I have two specific reasons for remaining a part of the SBC. These are also the only two reasons why I think the SBC should even exist any longer. First, and primarily, the SBC is doing a very solid job in the area of international missions. I can speak from experience in this matter. I believe the International Mission Board's (IMB) focus on unreached people groups (UPGs) is the correct one. I also agree with their philosophy of church planting. In going through the IMB candidate process, I can tell you that we were well-prepared. Related to this is the fact that many of our SBC local churches are too small to be effectively involved in international missions by themselves. These churches may be able to send mission teams overseas on short-term trips, but they would struggle to support families full-time. In general, I applaud the efforts of the IMB.

A second reason for the existence of the SBC (and the second reason I remain in the SBC) is that the six SBC seminaries offer solid theological educations at less than 50% of the cost of most of the other evangelical seminaries in the USA. For example, an M.Div. at The Southern Baptist Theological Seminary will cost about $2,600 per semester for Southern Baptists. In comparison, an M.Div. at Gordon-Conwell Seminary costs about $6,600 per semester, while the same degree at Westminster Seminary runs about $5,500 (Click here to find out more about that). Why is this important? If a denomination cannot fill its pulpits, and some are having difficulty doing this, then its churches will struggle. Now, I realize that an argument can be made that the local church should be providing theological training, and that the seminaries should be done away with. While I hope that eventually occurs, I don't think we are in any position to do that right now as a convention.

To summarize, the SBC needs a lot of work.
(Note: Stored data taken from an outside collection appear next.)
PR #4617, opened 2026-03-06
feat: Cursor based query pagination

jsimnz:
## Description

Implements a cursor based pagination query. Cursor pagination is much more effecient than limit/offset pagination, as its lends itself to indexes much more naturally.

This implementation exposes a new `_cursor` query type, which replicates a given developer defined type query, but replaces the `limit` and `offset` syntax with `first`/`after` and `last`/`before`, which take in numeric limit and cursor tokens respectively.

An intentional limitation of this cursor pagination is that all `order` fields *must* have an appropriately defined index on that field (or a member of a composite index). It will return an error if it can't find a matching index. This is an intentional design consideration for performance reasons.

## Tasks

## How has this been tested?

Additions to the integration test suite

- Ubuntu


client/request/after.go
```diff
@@ -0,0 +1,18 @@
+// Copyright 2024 Democratized Data Foundation
```
fredcarle: todo: 2026 for all the new files at least :)

jsimnz: Oops, wrong copy paste

internal/planner/planner.go
```diff
@@ -258,6 +265,49 @@ type aggregateNode interface {
 	SetPlan(plan planNode)
 }
 
+func (p *Planner) expandCusrorPlan(plan *selectTopNode) error {
```
islamaliev, line 268: typo: `expandCursorPlan`

client/request/cursor.go
```diff
@@ -0,0 +1,63 @@
...
+type CursorSelect struct {
+	Field
+
+	// Select is the inner collection query (e.g., User { name }).
+	Select *Select
+
+	Firstable
+	Afterable
+	Lastable
+	Beforeable
```
islamaliev, line 31: praise: I like the names :D

client/request/last.go
```diff
@@ -0,0 +1,18 @@
...
+// licenses/APL.txt.
+
+package request
+
+import "github.com/sourcenetwork/immutable"
+
+// Lastable is an embeddable struct for backward cursor-based pagination.
+type Lastable struct {
+	Last immutable.Option[uint64]
+}
```
islamaliev, line 18: suggestion: maybe it makes sense to put them all in one file as they are highly cohesive

internal/db/fetcher/indexer.go
```diff
@@ -90,6 +92,32 @@ func newIndexFetcher(
 		return nil, err
 	}
 
+	if startKey.HasValue() {
+		if matchIter, ok := iter.(*indexMatchIterator); ok {
```
islamaliev, line 96: todo: I guess this covers most of the cases but not all. This excludes all `_in`, `_or` (`multiIndexIterator`) ops as well as arrays and JSONs (`memorizingIndexIterator`). 
They all use underneath either `indexMatchIterator` or `eqSingleIndexIterator`. I think we should cover all the cases. And make sure they are tested.

internal/db/fetcher/wrapper.go
```diff
@@ -90,13 +90,14 @@ func (f *wrappingFetcher) Start(ctx context.Context, prefixes ...keys.Walkable)
...
 	dsPrefixes := make([]keys.DataStoreKey, 0, len(prefixes))
+	var indexStartKey immutable.Option[keys.Walkable]
 	for _, prefix := range prefixes {
-		dsPrefix, ok := prefix.(keys.DataStoreKey)
-		if !ok {
-			continue
+		switch p := prefix.(type) {
+		case keys.DataStoreKey:
+			dsPrefixes = append(dsPrefixes, p)
+		case *keys.IndexDataStoreKey:
```
islamaliev, line 98: note: hm... I wonder why it's a pointer

internal/planner/planner.go
```diff
@@ -751,7 +801,32 @@ func (p *Planner) MakeSelectionPlan(selection *request.Select) (planNode, error)
 //
 // Note: Caller is responsible to call the `Close()` method to free the allocated
 // resources of the returned plan.
-//
+
+// validateCursorIndex checks that a cursor query has a compatible index for ordering.
+// Returns (reversed, error) where reversed indicates if iteration should be in reverse direction.
+func (p *Planner) validateCursorIndex(plan *selectTopNode) (bool, error) {
+	scan := getNode[*scanNode](plan.selectNode)
```
islamaliev, line 808: todo: you injected this function between comments for `MakePlan`

internal/planner/planner.go
```diff
@@ -751,7 +801,32 @@ func (p *Planner) MakeSelectionPlan(selection *request.Select) (planNode, error)
...
+	if scan == nil {
+		return false, ErrNoSupportingIndexForCursor
+	}
+
+	if len(scan.ordering) == 0 {
+		return false, nil
+	}
```
islamaliev, line 815: suggestion: this is redundant as `CanBeOrderedByIndex` checks it already

internal/planner/select.go
```diff
@@ -408,6 +415,62 @@ func findIndexByOrderingField(scanNode *scanNode) immutable.Option[client.IndexD
 	return immutable.None[client.IndexDescription]()
 }
 
+// validateCursorOrderIndex ensures that ordering fields have a supporting index.
+// Returns an error if cursor pagination is used with non-indexed ordering fields.
+func validateCursorOrderIndex(scanNode *scanNode) error {
```
islamaliev, line 420: suggestion: I think this func and `validateCursorIndex` are doing very similar job (not 100% sure). Can't we merge them?

internal/cursor/cursor.go
```diff
@@ -0,0 +1,55 @@
...
+
+import (
+	"encoding/base64"
+	"encoding/json"
+)
+
+// CursorPayload holds the data encoded into a cursor token.
+type CursorPayload struct {
+	DocID     string         `json:"d"`
+	Keys      map[string]any `json:"k,omitempty"`
```
islamaliev, line 21: question: can't we turn this into `map[string]client.NormalValue`?

internal/cursor/cursor.go
```diff
@@ -0,0 +1,55 @@
...
+	Direction string         `json:"o"`
```
islamaliev, line 22: question: I didn't find in the code (most likely I missed) usage/validation of `Direction` fields. Would you tell me where and how it's used?

tests/integration/results.go
```diff
@@ -235,6 +235,210 @@ func (matcher *docIDAt) String() string {
...
+		for _, field := range m.expectedKeyFields {
+			if _, exists := payload.Keys[field]; !exists {
+				m.lastError = fmt.Sprintf("missing expected key field %q", field)
+				return false, nil
+			}
+		}
+	}
+
+	// Validate expected key-value pairs if specified
+	if len(m.expectedKeys) > 0 {
```
islamaliev, line 325: nitpick: `len` checks are redundant here

tests/integration/query/cursor/utils.go
```diff
@@ -0,0 +1,72 @@
...
+
+// userCollectionGQLSchema defines a User type with indexed age field for cursor pagination tests.
+var userCollectionGQLSchema = `
+	type User {
+		name: String
+		age: Int @index
+	}
+`
+
+func executeTestCase(t *testing.T, test testUtils.TestCase) {
```
islamaliev, line 29: todo: I don't like this anti-pattern that we use in some places in our code where we have this "util" method doing some additional stuff.

It bit me several times already when I implemented secondary-index multiplier because these methods selectively copy some values from the given `test`.

If you want to append something to the test, do 
```go
test.Actions = append(
    &action.AddSchema{
		Schema: userCollectionGQLSchema,
	}, test.Actions...)
```

Unless you have a good reason for doing so which would require a comment.

tests/integration/query/cursor/with_first_test.go
```diff
@@ -0,0 +1,185 @@
...
+						},
+					},
+				},
+			},
+		},
+	}
+	executeTestCase(t, test)
+}
+
+func TestCursorWithFirst_ReturnsPageInfoWithHasNextTrue(t *testing.T) {
```
islamaliev, line 104: suggestion: This one is redundant. `TestCursorWithFirst_ReturnsExactlyNResults` already does it

tests/integration/query/cursor/with_first_test.go
```diff
@@ -0,0 +1,185 @@
...
+						},
+					},
+				},
+			},
+		},
+	}
+	executeTestCase(t, test)
+}
+
+func TestCursorWithFirst_ReturnsPageInfoWithHasNextFalse(t *testing.T) {
```
islamaliev, line 147: suggestion: also redundant

tests/integration/query/cursor/with_float_field_test.go
```diff
@@ -0,0 +1,267 @@
...
+							endCursor
+						}
+					}
+				}`,
+				Asserter: testUtils.ResultAsserterFunc(func(t testing.TB, result map[string]any) (bool, string) {
+					cursor := result["_cursor"].(map[string]any)
+					users := extractUsers(cursor["User"])
+					allDocs = append(allDocs, users...)
+					return true, ""
+				}),
```
islamaliev, line 112: note: this is technically a misuse of `Asserter`

tests/state/state.go
```diff
@@ -45,6 +45,10 @@ type TestState interface {
 	GetIdentity(Identity) acpIdentity.Identity
 	// GetDocID returns the document ID for the given collection index and document index.
 	GetDocID(collectionIndex, docIndex int) client.DocID
+	// SetCapturedVariable stores a named value for later retrieval.
+	SetCapturedVariable(name string, value any)
```
islamaliev, line 49: todo: I think you missed the part in the comment of `TestState` that says "read-only interface". I was meant for matchers to be used. If we allow matchers to mutate the state this might lead to unpleasant behaviour in the future if we are not careful with what we change.

I think we either have to reconsider the purpose of this interface or think about more appropriate solution long-term. Maybe we need another interface `MutableTestState` that is passed around to matchers (or special matchers).

Maybe a clearer approach for now would be to use an approach similar to `UniqueValue` matcher where you instantiate a matcher before actions' descriptions and use/reference it however you want in those actions.

tests/integration/query/cursor/with_composite_index_test.go
```diff
@@ -0,0 +1,317 @@
...
+							endCursor
+						}
+					}
+				}`,
+				Asserter: testUtils.ResultAsserterFunc(func(t testing.TB, result map[string]any) (bool, string) {
+					cursor := result["_cursor"].(map[string]any)
+					users := extractUsers(cursor["User"])
+					allDocs = append(allDocs, users...)
+					return true, ""
+				}),
```
islamaliev, line 117: suggestion: you do this action quite often. I think it makes sense to create a dedicated action/asserter (whatever it is) for it.

islamaliev (changes requested):
Gread job overall. I left some suggestions/concerns that I'd like to clarify before merging.

Am I understanding this correctly that in order for cursor to work we need an index on ordered-by field? I understans the requirement when we want to have a specific order, but if we just request docs in ther natural order why can't we use cursor? We can also specify prefix for such queries after all.

Another point: seems like gql supports parameters like `filter` and `groupBy` but I didn't see any test covering/demonstrating it.
Maybe we could write a test multiplier for this similar to secondary-index that would just run all queries wrapped in cursor.

client/request/last.go
jsimnz: good point

internal/planner/planner.go
jsimnz: :clown_face:

internal/db/fetcher/wrapper.go
jsimnz: I'll poke, there was some type error at one point and this resolved it, ill investigate further,

tests/integration/query/cursor/with_composite_index_test.go
jsimnz: I dont want to hide it away in an opaque utils func more than I have to. Its only a few lines and easy to read/reason about/change in the future.

tests/integration/query/cursor/with_float_field_test.go
jsimnz: I consider this a nitpick. This isnt violating any semantic, contract, or side effect. Feel free to push back

tests/integration/query/cursor/with_first_test.go
jsimnz: agreed

tests/integration/query/cursor/with_first_test.go
jsimnz: agreed

tests/state/state.go
jsimnz: refactored entirely. Move to the matcher design as suggested

tests/integration/query/cursor/utils.go
jsimnz: agreed

internal/planner/select.go
jsimnz: simplified them

internal/cursor/cursor.go
jsimnz: This is a fairly straight forward and strongly (enough) typed, dont feel its necessary

internal/cursor/cursor.go
jsimnz: Was outdated, removed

I hope all Southern Baptists will work toward unity around the gospel within the convention. I hope we can all tolerate diversity of thought on non-essential issues. Let's do away with some of the bulk of the SBC, especially agencies that are doing what the local church should be responsible for. Let's keep the SBC together primarily for the cause of international missions, and secondarily for the the reason of providing solid and affordable theological education.


Alan Knox said...


This post shows a tremendous amount of thought and soul-searching. It is encouraging to me anytime someone looks closely at who they are and who they associate with. It is also challenging for me to do the same thing. I know too many people who are Southern Baptists because their parents were Southern Baptists. Thank you for this post!


Eric said...

Thanks Alan. I've been thinking about this for a while now. Whatever form the SBC ends up taking, I hope that more responsibility is handed back to the local churches. I also hope we will be known more for unity and the gospel than for absolute doctrinal purity.